A year ago when I came on to this site, I received much advice and attention from the wonderful Elders, and my peers.  A lot of them are still here, and a lot of them are gone.  They are too many to name. (miss you Owlfeather, froguelady....).  I am so thankful to them all for everything I've learned from them, and the support I got when needed. 

 Luckily, when I quit, we were not allowed to use the term "slip",  because it implied an accident.  It takes more than enough steps to ruin a quit to qualify it as a calculated choice.   As my dear friend Sky mentioned in a blog recently, if we don't keep any cigs around, we must decide to ruin our quit, drive to a store, buy cigs.... and then perform all the little movements in order to actually inhale that first puff.  No accident.... choice.  

Also, if we chose to light up (which I did on my first 24th day of my quit (Halloween 2012)..... there was no coming back on here and mentioning it casually,  "well, i smoked, but I'm not gonna let that ruin my quit."  Not at all.  We had to take responsibility. Which meant, that we needed to figure out WHY we decided to relapse,  HOW we were able to relapse,  and WHAT we were going to do differently this time.   We were told that each time we took a puff after put holes in our quit armor..... that it did not NEED to take more than one quit date to quit, and that each time we chose to smoke we were actually lessoning our chances on a forever quit.  It was serious stuff.

I know that there are some people with YEARS of quit time who took more than one time to find their forever quit.  Please do not think that I am "putting anyone down"  Elder or Newbie.  This Blog comes from what I am thinking and feeling with my own quit, and nothing else.

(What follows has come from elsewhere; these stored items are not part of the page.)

PR #113, opened 2021-06-01
add maintainer docs

davepacheco:


MAINTAINERS.adoc
```diff
@@ -0,0 +1,129 @@
...
+* For applications (policy "increase"), it updates Cargo.lock to specify the newer version.  It does not always update Cargo.toml.
+* For libraries (policy https://github.com/dependabot/dependabot-core/blob/f2167589e8210d53ac64e784a77c6aa4a14e31d6/cargo/lib/dependabot/cargo/update_checker/requirements_updater.rb#L45-L50[seems to be "increase-if-necessary" for Rust]), it updates Cargo.toml only when the semver constraint in Cargo.toml does not already allow the newer package version.
+
+For applications (such as Oxide's internal Omicron project), we point Dependabot at the root of the https://doc.rust-lang.org/cargo/reference/workspaces.html[Cargo workspace] (the root of the repository).  This causes Dependabot to find Cargo.lock, treat the package as an application, and update Cargo.lock and the Cargo.toml files for all packages in the workspace.
+
+We do not do this in Dropshot.  We _do_ <<_checking_in_cargo_lock_file,check in a Cargo.lock file>>, but we point Dependabot at the individual packages in the Dropshot workspace.  Dependabot does not find the Cargo.lock file and so treats Dropshot as a library, only updating Cargo.toml when _necessary_ to accommodate a new dependency.
```
smklein, line 33: Earlier we made the assertion the following regarding Lockfiles:

> Since the CI tests always run against a particular commit, this allows us to know exactly which dependencies were used for a particular CI run. It also communicates to consumers what we've tested.

If dependabot can update Cargo.toml files without updating Cargo.lock files, hasn't this assertion been broken? If dependabot updates a rev, but Cargo.lock is left out of date, then won't CI runs be inconsistent?

If we need to add the caveat that "Cargo.lock shows what dependencies are used, unless dependabot changed something, in which case it might be out-of-date", IMO the value of keeping a lockfile around drops significantly.

MAINTAINERS.adoc
```diff
@@ -0,0 +1,129 @@
...
+... Use `git log -1` to see what commit you're on.
+... Look up that commit on GitHub.  It will have a URL like `https://github.com/oxidecomputer/dropshot/commit/COMMIT_SHA` (with an actual `COMMIT_SHA`).  CI succeeded if there's a green check at the left of the commit message.  You can click the green check to be sure you're looking at the right thing.  It should say "All checks have passed".
+. Figure out the tag used for the most recent release.  The easiest is probably to view https://github.com/oxidecomputer/dropshot/releases[the recent releases].   We'll call this `PREV_RELEASE_TAG` in the next step.
+. Figure out what kind of update this is relative to the last one released.  https://github.com/sunng87/cargo-release/blob/master/docs/reference.md#bump-level[See `cargo release` docs for the available levels.]  We're usually doing a "patch", "minor", or "major" release.  We'll call this "RELEASE_KIND".  (According to the docs, you can also use a specific version number that you want to release here.)
+. Do the release.  If you're daring, just run:
++
+[source,text]
+----
+$ cargo release --prev-tag-name=PREV_RELEASE_TAG -vv RELEASE_KIND
```
smklein, line 74: Might be worth mentioning to:

```bash
$ cargo install cargo-release
```

first?

MAINTAINERS.adoc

There were many times in the first month of my quit that the ONLY thing stopping me from buying the pack that I was staring at behind the cashier was the thought of my friends and mentors on this site.  Not even the advice they gave, but just them.  I did not want to come back and tell them that I'd chosen to blow it...... again.   Had the attitude of the site been different..... the relapses more common,  I think I would have ruined my quit more than the one time that I did.     

H@ll, there are times NOW when all the talk about "slipping" and "It took me many times before I found my forever quit..."    Well, I'm less than a month away from 1 year quit,  and suddenly I am having many "smoking memories"  and thoughts of the "just one" that I know doesn't exhist..... and the addiction is whispering, "You only messed up once...... you could mess up one more time and quit again....."

PLEASE never, ever give up on quitting and if you choose not to blog before smoking (like you need to) do not hesitate to come on here and come clean and start again!!!!

For myself, I don't know why these smoking thoughts and memories are haunting me except.... well, I have always worked hard at sabataging myself.  Got something good in my life? Better get rid of it quick!!!  Something possitve going on?  Better do something harmful to yourself!!!     Nearing that 1 year mark is a big deal to me, so I guess my addiction has sat up to take notice.

Thank God for you all.... and for the love I've received here.